Focus

Wie Green Bonds den Wandel beschleunigen

Dienstag, 07/12/2022

Viele Emittenten von grünen Anleihen sehen nur in einer nachhaltigen Wirtschaft eine Zukunft und streben bereits per 2040 oder früher das für 2050 global proklamierte Netto-Null-Ziel an.

Dienstag 12/07/2022 - 15:22
Sacha Bernasconi Portfolio Manager

Für viele überraschend: Polen begibt im Dezember 2016 als erster Staat eine grüne Obligation (Green Bond) und gewinnt damit das Rennen vor Frankreich, das bereits im April 2016 angekündigt hatte, ein solches, an grüne Zwecke gebundenes Instrument auf den Kapitalmarkt zu bringen. Auf dem gesamten Kapitalmarkt nehmen Staaten, Gebietskörperschaften und auch Unternehmen jedes Jahr tausende Milliarden auf, um Projekte zu finanzieren. Auf der Investorenseite ist er dementsprechend hauptsächlich durch institutionelle Teilnehmer geprägt.

Gerade Polen, bekannt für den Abbau von Kohle, bekannt für die schlechte Luftqualität.
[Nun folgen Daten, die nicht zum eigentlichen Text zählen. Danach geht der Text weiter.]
PR #15401, opened 2024-07-04
[xml] Update Bulgarian localization

rddim:
* Fix `Add message box with information about disabled backward regex searching` · notepad-plus-plus/notepad-plus-plus@07e9503


GOLEM777:
New lines in darkMode block:
<Item id="7136" name="Red"/>
<Item id="7137" name="Green"/>
<Item id="7138" name="Blue"/>
<Item id="7139" name="Purple"/>
<Item id="7140" name="Cyan"/>
<Item id="7141" name="Olive"/>

PR #724, opened 2021-06-11
refactor(ban-untagged-ignore): reimplement with ast-view

magurotuna:
Reimplements `ban-untagged-ignore` with ast-view. It's very easy refactoring like #722 :)


bartlomieju (approved):
LGTM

Polen, das auch den Earth Overshoot Day1 jeweils regelmässig schon im Mai erreicht. Wie Mathis Wackernagel, Erfinder des Konzepts zum CO2- Fussabdruck es nennt, lebt Polen ab dann auf Pump.

Übersetzt auf die Finanzen würde ab dann ein Budgetdefizit eingefahren. Auch die Schweiz und viele andere Länder haben per Mai jeweils schon ihr ganzes ökologische Jahresbudget verbraucht.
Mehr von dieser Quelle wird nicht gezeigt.